The story focuses on the bonds of friendship and how powerful love can truly be. This focus is neither cliché nor does it exclude of any of the other characters. Its plot is interwoven through three central plotlines that converge at Armageddon. 

Heaven and Hell are poised to attack in their final battle between good and evil, but – as Armageddon draws closer to fruition – it hits a snag. An angel and a demon (Michael Sheen and David Tennant) have grown rather fond of their lives on Earth and do not want to see it tested with biblical force. All the while, a witch (Adria Arjona) whose five times greatgrandmother predicted the end of days is also attempting to avert the apocalypse through witchcraft and analysis of 400-year-old prophecies. Chaos ensues when the angel and demon accidentally misplace the antichrist and must race against the clock before all Heaven and Hell break loose.   

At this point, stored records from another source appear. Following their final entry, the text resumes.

Issue #579, opened 2019-07-16
Bogus "derived type not found" error


klausler:
```
module m1
  private
  public :: t1
  type :: t1
  end type t1
end module m1
module m2
  use m1
  type, extends(t1) :: t2
  end type t2
end module m2
program main
  use m2
  type(t2) :: x
end
```

elicits an error about the derived type `t2` not being found at the declaration of `x`.

klausler:
It would seem that we don't reset the default accessibility back to `PUBLIC` when beginning semantics on a new module; if so, this will be an easy fix.

Issue #571, opened 2019-07-15
Forward references to interfaces are not accepted by f18


klausler:
```
module m
  procedure(iface), pointer :: pp
  abstract interface
    subroutine iface
    end subroutine
  end interface
end module
```

PR #580, opened 2019-07-16
Allow forward references to procedure interfaces in derived types (fi…

klausler:
…xing #571 more)

An earlier change fixed up forward references in `procedure()` interfaces outside derived types.  This change completes the job so that forward references can also be used within derived types.

### DIFF
--- a/lib/semantics/resolve-names.cc
+++ b/lib/semantics/resolve-names.cc
@@ -774,6 +774,7 @@ protected:
   const parser::Name *ResolveVariable(const parser::Variable &);
   const parser::Name *ResolveName(const parser::Name &);
   bool PassesSharedLocalityChecks(const parser::Name &name, Symbol &symbol);
+  Symbol *NoteInterfaceName(const parser::Name &);
   void CheckExplicitInterface(Symbol &);
 
 private:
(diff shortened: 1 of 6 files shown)


lib/semantics/resolve-names.cc
```diff
@@ -3907,32 +3902,27 @@ bool DeclarationVisitor::CanBeTypeBoundProc(const Symbol &symbol) {
...
-        " explicit interface"_err_en_US);
-    symbol = nullptr;
+void DeclarationVisitor::CheckExplicitInterface(Symbol &symbol) {
+  if (const Symbol * interface{FindInterface(symbol)}) {
+    const Symbol *subp{FindSubprogram(*interface)};
+    if (subp == nullptr || !subp->HasExplicitInterface()) {
+      Say(symbol.name(),
+          "The interface of '%s' (%s) is not an abstract interface or a "
+          "procedure with an explicit interface"_err_en_US,
+          symbol.name(), interface->name());
```
tskeith: I think the interface name should be in quotes too, since it's a name from the user program.

klausler:
Also fixes #579.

Crowley (Tennant) is a demon whose only acts of evil consist of minor annoyances that only result in his own frustration, and though he’ll deny it, he secretly cares a lot about people. Aziraphale (Sheen) is an angel who is easily tempted by Earthly pleasures and whose best friend happens to be the Crowley. These two share an interesting dynamic, having been friends for the past 6000 years and having grown closer all the while. Anathema Device (Arjona) is doing her best to find and stop the antichrist, but a meddling group of kids called The Them and a witchfinder keep thwarting her plans.

Hilarity ensues as the protagonists run around and around, all to a killer Queen soundtrack. Quick-witted and beautifully written, Good Omens is a show for our generation. It is diverse and genderfluid in its casting, breaking many societal norms with respect and grace. It normalizes the necessity of love, friendship and affection in a world that can often seem devoid of kindness. Bonds are formed and strengthened during the pressures of impending doom, and not once is there a joke that mocks emotional connections amongst the various characters. Tennant and Sheen are masters of their craft and transform into supernatural beings while still embodying a more accurate depiction of typical adult reality than most shows portray.

Although humor permeates the essence of the show, it develops complex themes of love and acceptance at its heart despite the circumstances and bias that modern society tries to bestow upon its participantsAlthough being human can often lead to mistakes and difficult trials, Good Omens showcases that human love can create a strong foundation for building a better future. No one is completely good or pure evil; we are a beautiful mix of our own perspectives and circumstances, and there is absolutely nothing wrong with being human.